— PROBLEM REQUIREMENTS —
Line by line, retype the material below exactly, from its first line up to and including the one holding "- Adds possible".
/---
PR #4593, opened 2024-12-02
Adding gemstones.

MistakeNot4892:
## Description of changes
- Adds gemstones that can be cut to various shapes. Cutting improves value but requires a skill check.
- Adds possible gemstone drops to turf digging and natural wall mining.

Prep work for jewellery stuff (rings and necklaces with gems).

## Authorship
@PlayerDeer did the icons for the gems, I wrote the code.

## Changelog
:cl:
add: Mining granite or marble, or digging clay, may drop a gemstone.
/:cl:


code/game/turfs/floors/floor_digging.dm
```diff
@@ -1,3 +1,6 @@
+/turf/floor
+	var/gemstone_dropped = FALSE
```
out-of-phaze, line 2: should this be shared on /turf to avoid the duplicate natural wall var? should it persist through changeturf or should it be reset?

MistakeNot4892:
Tested, ready to go.

code/game/turfs/turf_digging.dm
```diff
@@ -1,5 +1,5 @@
-/// Return an assoc list of resource item type to a base and a random component
-/// ex. return list(/obj/item/stack/material/ore/handful/sand = list(3, 2))
+/// Return an assoc list of resource item type to a metadata list containing base amount, random component, and material override
+/// ex. return list(/obj/item/stack/material/ore/handful/sand = list("amount" = 3, "variance" = 2, "material" = /decl/material/foo))
```
out-of-phaze, line 2: can material be skipped/null?

code/game/turfs/floors/floor_digging.dm
MistakeNot4892: Keeping it on just the two specific types that need it seems fine, short of a less bespoke solution to one-shot turf resources. With regards to changeturf, I'm not sure. I guess you could potentially build a wall over clay and dismantle it to reset them gem counter as it currently stands.

code/game/turfs/turf_digging.dm
MistakeNot4892: Yep, it only really needs the type. An entry with no metadata list will spawn 1 of the type with whatever the type has as default material.

out-of-phaze (dismissed):

out-of-phaze (approved):
Reapproving after conflict resolution with intents PR.

PR #4592, opened 2024-12-02
Updating necklaces and rings to use new icons.

MistakeNot4892:
## Description of changes
- Items now have a list of decorations (/decl/item_decoration) that modify onmob and inv/world icons.
- Material rings have been retyped to just be the basic ring type.
- Rings and necklaces now use colourable icons and overlays.
- Rings and necklaces have handling for gem materials and overlays.
- Dummy gem materials have been added (with crap colours).
- Necklaces support a 'pendant' item that draws on the item and mob.

~~Noting that the gem stuff is very placeholder, I'd like to do another PR down the track to add gems and gemcutting using Doe's other icons, but I am not going to get around to it in the short term so slapped in a crappier version on this one.~~ Got around to doing this.

## Why and what will this PR improve
Nicer jewellery, more interesting jewellery code.
Handing for future stuff like glazes for ceramics or insets on armor.

## Authorship
@PlayerDeer did the icons, I just plugged in the code.

## Changelog
Nothing player-facing.

PR #4594, opened 2024-12-02
Adding various fancy goods from Doe's icon set.

MistakeNot4892:
Adds bowls, goblets, decanters and vases from the giant pile of icons @PlayerDeer has made recently. Nothing uses them yet but they are available for subtyping/mapping.

image


MistakeNot4892:
Depends on #4592

code/modules/crafting/stack_recipes/recipes_planks.dm
```diff
@@ -78,6 +78,26 @@
 /decl/stack_recipe/planks/bowl
 	result_type            = /obj/item/chems/glass/handmade/bowl
 
+/decl/stack_recipe/planks/fancy
```
out-of-phaze, line 81: huh, why are the fancy cups... wooden?

out-of-phaze (approved):

code/modules/crafting/stack_recipes/recipes_planks.dm
MistakeNot4892: Because we don't really have metalcrafting yet.

MistakeNot4892: Oh, I remembered, this is so you can make molds of them. Could put them on stone instead possibly.

out-of-phaze: no that makes sense!

PR #4596, opened 2024-12-03
Adding a silhouette that flashes when hit by an attack.

MistakeNot4892:
Trying to add a full silhouette solid colour flash when hit by an attack - having some issues, so opening a draft for review/input:
- Silhouette does not respect animated transforms (giant spider attack windup for example)
- Silhouette includes attack animation overlays (wrench etc).
- Humans don't proc the flash despite the stuff I've added to their code.


MistakeNot4892:
Nice to have but hard to implement.

PR #4598, opened 2024-12-03
Cleaning up a lot of sprite_sheets setting.

MistakeNot4892:
## Description of changes
All sprite_sheets setting in modpacks now uses item vars to track relevant icons.

Allows overriding sprite_sheets on subtypes.

## Authorship
Myself.

## Changelog
Nothing player-facing.

### DIFF
--- a/mods/species/ascent/items/rig.dm
+++ b/mods/species/ascent/items/rig.dm
@@ -3,7 +3,6 @@
 	name = "alate support exosuit"
 	desc = "A powerful support exosuit with integrated power supply, weapon and atmosphere. It's closer to a mech than a rig."
 	icon = 'mods/species/ascent/icons/rig/rig.dmi'
-
 	suit_type = "support exosuit"
 	armor = list(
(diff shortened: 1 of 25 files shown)


mods/species/ascent/items/rig.dm
```diff
@@ -1,9 +1,19 @@
+/obj/item
```
out-of-phaze: placement in this file feels weird but it's probably fine

mods/species/bayliens/tajaran/machinery/suit_cycler.dm
```diff
@@ -1,71 +1,62 @@
+/obj/item
```
out-of-phaze: same here, kind of weird for it to be in a machinery file

out-of-phaze (dismissed):
kinda weird choice of files to put the vars in but if it works it works

out-of-phaze (approved):

PR #4605, opened 2024-12-05
Removed deity mode.

MistakeNot4892:
Completely removes deity mode.

Rationale:
- It is unmaintained.
- It has a very questionable space within lore/gameplay on Neb.
- It makes it actively difficult to change or rework things like cult and wizard without also reworking deity due to how it wraps/integrates parts of those modes.
- Participant vote was in favour.


out-of-phaze (dismissed):

out-of-phaze (approved):
conflict resolution, >24h

PR #4608, opened 2024-12-05
Abolishes the modules folder.

MistakeNot4892:
## Description of changes
- Moves everything from `code/modules` into `code/game`.
- Moves some atmos defines into `atmospherics.dm`.

`modules` folder has been a lie for years, none of it is modular. This is clearer and lays the groundwork for moving stuff that actually is modular into the mods folder.

## Authorship
Myself.

## Changelog
Nothing player-facing.


out-of-phaze (changes requested):
can you open the dme in dreammaker and compile, then save the dme? that will hopefully re-alphabetize things properly so that the checks pass. also the commit name has a `d` at the start

MistakeNot4892:
If I open it in DM on my VM it changes the line encodings and I've yet to work out how to change it back without checking out and manually editing the dme :(

MistakeNot4892:
The time has not yet arrived...

PR #4609, opened 2024-12-05
Replace direct color sets with set_color, various color tweaks

out-of-phaze:
## Description of changes
Renames a file, makes cables use paint_color, replaces a bunch of item/structure color sets with set_color, and simplifies shard alpha calculation. Also rewrites table icon code, now it's split, which should make desks less sucks (eventually)? maybe?

code :)


MistakeNot4892 (approved):

MistakeNot4892 (changes requested):
Needs a fix for tables getting double colour applied per Pyrelight volatile test.

MistakeNot4892 (approved):

PR #4611, opened 2024-12-06
Cleaning up some submap archetype code

MistakeNot4892:
## Description of changes
- Submap archetype code uses get_decls_of_type_unassociated().
- Maps can supply distinct submap archetype lists instead of always using the full set.
- Submap `descriptor` is now `name` so that they'll behave nicely in input() in the future.
- Submap name uniqueness validation is now in submap archetype validate()

No crashed pods on Shaded Hills.

## Authorship
Myself.

## Changelog
Nothing player-facing.

### DIFF
--- a/code/modules/submaps/submap_archetype.dm
+++ b/code/modules/submaps/submap_archetype.dm
@@ -1,5 +1,6 @@
 /decl/submap_archetype
-	var/descriptor = "generic ship archetype"
+	// TODO: use UID instead of name for pref saving.
+	var/name = "generic ship archetype"
 	var/list/whitelisted_species = list()
 	var/list/blacklisted_species = list()
 	var/call_webhook
@@ -13,12 +14,18 @@
 
 /decl/submap_archetype/validate()
 	. = ..()
-	if(!descriptor)
-		. += "no descriptor set"
+	if(name)
+		var/static/list/submaps_by_name = list( (global.using_map.name) = global.using_map.type)
+		if(submaps_by_name[name])
+			. += "name '[name]' ([type]) collides with submap type '[submaps_by_name[name]]'"
+		else
+			submaps_by_name[name] = type
+	else
+		. += "no name set"
 
 // Generic ships to populate the list.
 /decl/submap_archetype/derelict
-	descriptor = "drifting wreck"
+	name = "drifting wreck"
 
 /decl/submap_archetype/abandoned_ship
-	descriptor = "abandoned ship"
+	name = "abandoned ship"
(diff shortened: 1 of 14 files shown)


code/modules/submaps/submap_archetype.dm
```diff
@@ -13,12 +13,22 @@
 
 /decl/submap_archetype/validate()
 	. = ..()
-	if(!descriptor)
-		. += "no descriptor set"
+	if(!name)
+		. += "no name set"
+	else
+		var/static/list/submaps_by_name
```
out-of-phaze: i don't think this is a good idea, it'll loop over N submaps in N submaps' `validate()` proc. this was a uniqueness unit test for a reason

out-of-phaze (dismissed):

code/modules/submaps/submap_archetype.dm
MistakeNot4892: It was a uniqueness test because validate() didn't exist when I wrote it. I'll move it to a global instead of static and it will only be built once, if that addresses the issue.

out-of-phaze: in my opinion nothing that references/compares with other decls of the same type should be in validate, except for maybe things like parent/child relationship stuff on hierarchies/traits/etc.

MistakeNot4892: Why? We have decl validation as a single test that condenses all decl problems in one spot in the log, I don't see why we need a full fat seperate uniqueness test for this when one list and a collision check does the job.

code/modules/submaps/submap_archetype.dm
```diff
@@ -11,14 +11,24 @@
...
 /decl/submap_archetype/validate()
 	. = ..()
-	if(!descriptor)
-		. += "no descriptor set"
+	if(!name)
+		. += "no name set"
+	else
+		if(!global.submaps_by_name)
+			global.submaps_by_name = list()
+			for(var/decl/submap_archetype/submap as anything in decls_repository.get_decls_of_type_unassociated(/decl/submap_archetype))
```
out-of-phaze: i wonder if this is actually necessary? we're already looping over all submap archetypes in the validation test, so theoretically it could just be
```dm
		if(global.submaps_by_name[name])
			. += "name '[name]' conflicts with submap type '[global.submaps_by_name[name]]'"
		else
			global.submaps_by_name[name] = type
```
and obviously submaps_by_name would have to always be a list for this code to work exactly as i wrote it
that said i think it should be a static var to avoid someone trying to access it outside of validation

MistakeNot4892: Yeah good call, makes it much simpler.

out-of-phaze (approved):

PR #4612, opened 2024-12-07
Various clothing and equipment tweaks for Karzerfeste.

MistakeNot4892:
- Outfits can be given lists of types instead of single types.
- Added sleeved robes.
- Added various clothing and tool subtypes for fantasy.


code/datums/outfits/outfit.dm
```diff
@@ -136,36 +170,37 @@
...
-		wearer.equip_to_slot_or_del(new r_pocket(wearer),slot_r_store_str)
-	if(suit_store)
-		wearer.equip_to_slot_or_del(new suit_store(wearer),slot_s_store_str)
+		for(var/r_ear_type in resolve_equip_to_list(r_ear))
+			var/r_ear_path = (OUTFIT_ADJUSTMENT_PLAIN_HEADSET & equip_adjustments) && ispath(r_ear_type, /obj/item/radio/headset) ? /obj/item/radio/headset : r_ear_type
+			try_equip(wearer, r_ear_path, slot_r_ear_str)
+
+	// Ears, backpack and uniforms are handled individually.
+	var/list/slot_to_gear  = list(
+		slot_wear_suit_str = resolve_equip_to_list(suit),
```
out-of-phaze: this is a define, so it might actually work, but i'm a little worried about using bare list keys like this. actually no i know for a fact it'll work until someone makes a typo or include order error when adding a new one, and then it'll insert the nonexistent variable as a string. so... dunno. fine as is i guess but wrapping it in parens is technically safer

out-of-phaze (dismissed):

code/datums/outfits/outfit.dm
MistakeNot4892: I can do that for clarity easily enough.

out-of-phaze (approved):

PR #4613, opened 2024-12-07
Adding a large cauldron that cannot be picked up.

MistakeNot4892:
Adds a large cauldron for mapping purposes. Icon by @PlayerDeer.


out-of-phaze (approved):
i wonder if there are some interactions that aren't possible/feasible without being able to pick it up and pour out of it. guess that's what testing is for

PR #4617, opened 2024-12-07
Adds a grandfather clock.

MistakeNot4892:
Adds a very basic standing clock. Icon by @PlayerDeer.


code/game/objects/structures/grandfather_clock.dm
```diff
@@ -0,0 +1,65 @@
...
+// TODO: looping 2 second tick tock sound, somehow aligned with pendulum (may not be possible in DM)
+/obj/structure/grandfather_clock
+	name       = "grandfather clock"
+	desc       = "A tall, stately timepiece."
+	icon       = 'icons/obj/structures/grandfather_clock.dmi'
+	icon_state = ICON_STATE_WORLD
+	density    = TRUE
+	material   = /decl/material/solid/organic/wood/mahogany
+	var/last_time
+	var/decl/material/face_mat      = /decl/material/solid/organic/bone
```
out-of-phaze: apparently common materials for grandfather clock faces/dials were uh. brass, painted wood, painted iron, painted/engraved (opaque?) glass. a lot of them were painted though
for the purpose of this, if we don't wanna add a 'face_paint_color' variable, i would maybe suggest porcelain instead of bone lol? as in `/decl/material/solid/stone/ceramic`

MistakeNot4892: Sucked it up and went with a color var. Can revisit this when we work out a system for constructing complex mechanisms.

out-of-phaze (approved):

PR #4619, opened 2024-12-07
Fix duplicate `name_prefix` var

ike709:
## Description of changes
`var/name_prefix` was declared on both `/obj/item` and `/obj/item/banner`

This is due to https://github.com/NebulaSS13/Nebula/pull/4582 and https://github.com/NebulaSS13/Nebula/pull/4603 adding the same var to each type.

This errors in BYOND and is also breaking OpenDream CI.


out-of-phaze:
ha gottem. thanks though

PR #4628, opened 2024-12-08
Synthetics do not get hungry or thirsty.

### LINKED ISSUE #4626: FBPs suffer from hunger effects
Copied from https://github.com/ScavStation/ScavStation/issues/1137

#### Description of issue
despite being all robot I found myself walking weirdly slow, then I realized what was going on when I tried to jump over a table... "YOU ARE TOO HUNGRY TO JUMP!" ...despite being a FBP robot and thus cannot eat.

robots should not get hungry especially if they cannot eat

#### Steps to reproduce
be a yinglet gynoid or something
play until you get weirdly slow
attempt a jump

yinglet gynoid 

found it now

Client Version: 515
Server Revision: db8bd2dc81b2282378fb43076f5089a91f23cfe7 - dev - 2024-11-29
Game ID: cwV-dMe8

#### Issue bingo

MistakeNot4892:
- Fixes #4626

### DIFF
--- a/code/modules/mob/living/life.dm
+++ b/code/modules/mob/living/life.dm
@@ -121,7 +121,7 @@
 	return TRUE
 
 /mob/living/proc/experiences_hunger_and_thirst()
-	return TRUE
+	return !isSynthetic() // Doesn't really apply to robots. Maybe unify this with cells in the future.
 
 /mob/living/proc/get_hunger_factor()
 	var/decl/species/my_species = get_species()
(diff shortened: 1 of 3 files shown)


code/modules/mob/living/life.dm
```diff
@@ -121,7 +121,7 @@
 	return TRUE
 
 /mob/living/proc/experiences_hunger_and_thirst()
-	return TRUE
+	return !isSynthetic() // Doesn't really apply to robots. Maybe unify this with cells in the future.
```
out-of-phaze, line 124: really wary of an isSynthetic check, this should probably be a bodytype check if we're doing it right. i get wanting to slap in a quick fix though

out-of-phaze (approved):

PR #4630, opened 2024-12-09
Removed slavers' den.

MistakeNot4892:
It's a pretty two-dimensional and crap away site full of hostile mobs and the 'anti-slavery abolitionists' being insane berserkers has always struck me as weird political messaging that leaves a bad taste in my mouth.


out-of-phaze (approved):
iirc bay had some sort of weird justification for why the abolitionists tried to kill the torch on sight, but uh. it sucks! begone

PR #4631, opened 2024-12-09
More robust handling for slapcrafting holder creation.

### LINKED ISSUE #4625: Slapcrafting does not properly update storage UI if ingredient is in backpack
Copied from https://github.com/ScavStation/ScavStation/issues/1140

#### Description of issue

With zip gun, if you stick the pipe into a stock while stock is in your backpack, it drops a half-assembled weapon at your feet while the original stock remains in the backpack and loses its "size" sprite so if not pulled out right away, it becomes completely unremovable (although it also stops taking up space).
With coilgun applying sheets to stock while it's in the bag produces same result.
No further assembly steps cause a similar effect.

I'm pretty sure it is not supposed to duplicate itself or become permanently stuck in the backpack.

#### Steps to reproduce

- Make a stock from wooden planks.
- Put stock in the bag.
- Apply pipe/sheets (depending on weapon type) to the stock while it is still in the bag.

Zipgun frame -> zipgun frame assembly
Coilgun stock -> coilgun stock assembly

Noticed this shortly before we switched to staging, so it was already  present on regular build, and it is still present two stagings later at the day this is written.

Client Version: 515
Server Revision: db8bd2dc81b2282378fb43076f5089a91f23cfe7 - dev - 2024-12-08
Game ID: cw4-angZ

#### Issue bingo

MistakeNot4892:
- Fixes #4625
- `5 sheetss` -> `5 steel sheets`

### DIFF
--- a/code/modules/crafting/slapcrafting/_crafting_holder.dm
+++ b/code/modules/crafting/slapcrafting/_crafting_holder.dm
@@ -13,17 +13,13 @@
 		var/list/next_products = list()
 		for(var/decl/crafting_stage/next_stage in current_crafting_stage.next_stages)
 			if(ispath(next_stage.completion_trigger_type))
-				var/atom/next_tool = next_stage.completion_trigger_type
-				var/tool_string = initial(next_tool.name)
-				if(next_stage.stack_consume_amount > 1)
-					tool_string = "[next_stage.stack_consume_amount] [tool_string]\s"
-				else
-					tool_string = "\a [tool_string]"
+				var/tool_string = next_stage.generate_completion_string()
 				if(ispath(next_stage.product))
 					var/atom/next_product = next_stage.product
 					next_products[tool_string] = "\a [initial(next_product.name)]"
 				else
 					next_steps += tool_string
+
 		if(length(next_products))
 			for(var/thing in next_products)
 				to_chat(user, SPAN_NOTICE("With <b>[thing]</b>, you could finish building <b>[next_products[thing]]</b>."))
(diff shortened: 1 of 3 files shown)


code/modules/crafting/slapcrafting/_crafting_stage.dm
```diff
@@ -20,6 +20,28 @@
...
+	var/list/names = assemble_name_strings()
+	if(ispath(completion_trigger_type, /obj/item/stack) || stack_consume_amount)
+		names.Insert(1, max(stack_consume_amount, 1))
+	return jointext(names, " ")
+
+/decl/crafting_stage/proc/assemble_name_strings()
+	SHOULD_CALL_PARENT(TRUE)
+	var/list/names = list()
+	var/obj/item/prop = completion_trigger_type
+	if(ispath(prop, /obj/item/stack))
```
out-of-phaze, line 33: occurs to me that stack.get_string_for_amount is an instance proc which is unpleasant, otherwise it could be used here. that STATIC_CALL macro I wrote might work but it's also scary

out-of-phaze (dismissed):

code/modules/crafting/slapcrafting/_crafting_holder.dm
```diff
@@ -13,32 +13,38 @@
...
+
+	// Move our component into the new holder.
+	if(ismob(target.loc))
+		var/mob/M = target.loc
 		M.drop_from_inventory(target)
-	target.forceMove(src)
+		target.forceMove(src)
+	else if(ismovable(target.loc))
+		var/atom/movable/holder = target.loc
+		holder.storage?.remove_from_storage(user, target, src)
```
MistakeNot4892: Noting atoms without storage won't forcemove the target, needs a second forcemove call

MistakeNot4892: Fixed.

out-of-phaze (approved):

PR #4632, opened 2024-12-09
Vendor prices now round to avoid partial worth issues.

### LINKED ISSUE #4624: Vending machines require 1 more than listed money and produce a 0-value pile
Copied from https://github.com/ScavStation/ScavStation/issues/1142

#### Description of issue

Attempting to pay with a pile of credits that contains exactly as many as vendor requested says that is not enough money. Paying with a pile that has one more credit than requested results in you having an invisible pile of 0 credits in your hand.

Vendor has some weird calculations regarding how much money it takes.

#### Steps to reproduce

- Pick an item to buy at vendor machine
- Separate exactly as much credits as it asks for from your cash stack
- Get called a lowlife
- Separate a pile that has one more credit than it asks for and pay with it
- End up with a pile of zero credits

Any vendor machine that sell stuff for credits.

  That is not enough money.
You add 53 credits to the pile.
It holds 1505 credits now.
Terket inserts some cash into Getmore Chocolate Corp.
Getmore Chocolate Corp clunks as it vends the lollipop.
You add 0 credits to the pile.
It holds 1451 credits now.

- In this case it was a lollipop that costed 53 credits. Also it was a welding fuel lollipop, wtf.

Had it happen way before the switch to staging but didn't pinpoint the specific circumstances until the day it was written.

Client Version: 515
Server Revision: db8bd2dc81b2282378fb43076f5089a91f23cfe7 - dev - 2024-12-08
Game ID: cw4-angZ

#### Issue bingo

MistakeNot4892:
Fixes #4624.

### DIFF
--- a/code/game/machinery/vending/_vending.dm
+++ b/code/game/machinery/vending/_vending.dm
@@ -107,7 +107,7 @@
 		var/category = current_list[2]
 		for(var/entry in current_list[1])
 			var/datum/stored_items/vending_products/product = new(src, entry)
-			product.price = atom_info_repository.get_combined_worth_for(entry) * markup
+			product.price = ceil(atom_info_repository.get_combined_worth_for(entry) * markup)
 			product.category = category
 			if(product && populate_parts)
 				product.amount = (current_list[1][entry]) ? current_list[1][entry] : 1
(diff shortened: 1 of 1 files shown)


code/game/machinery/vending/_vending.dm
```diff
@@ -213,9 +213,9 @@
 	if(currently_vending.price > cashmoney.absolute_worth)
 		// This is not a status display message, since it's something the character
 		// themselves is meant to see BEFORE putting the money in
-		to_chat(usr, "[html_icon(cashmoney)] <span class='warning'>That is not enough money.</span>")
+		to_chat(usr, SPAN_WARNING("[html_icon(cashmoney)] That is not enough money."))
```
out-of-phaze, line 216: out of scope but i think these REALLY need a `mob/user` param at some point

out-of-phaze (approved):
\---
— FINISHED TASK —
PR #4593, opened 2024-12-02
Adding gemstones.

MistakeNot4892:
## Description of changes
- Adds gemstones that can be cut to various shapes. Cutting improves value but requires a skill check.
- Adds possible gemstone drops to turf digging and natural wall mining.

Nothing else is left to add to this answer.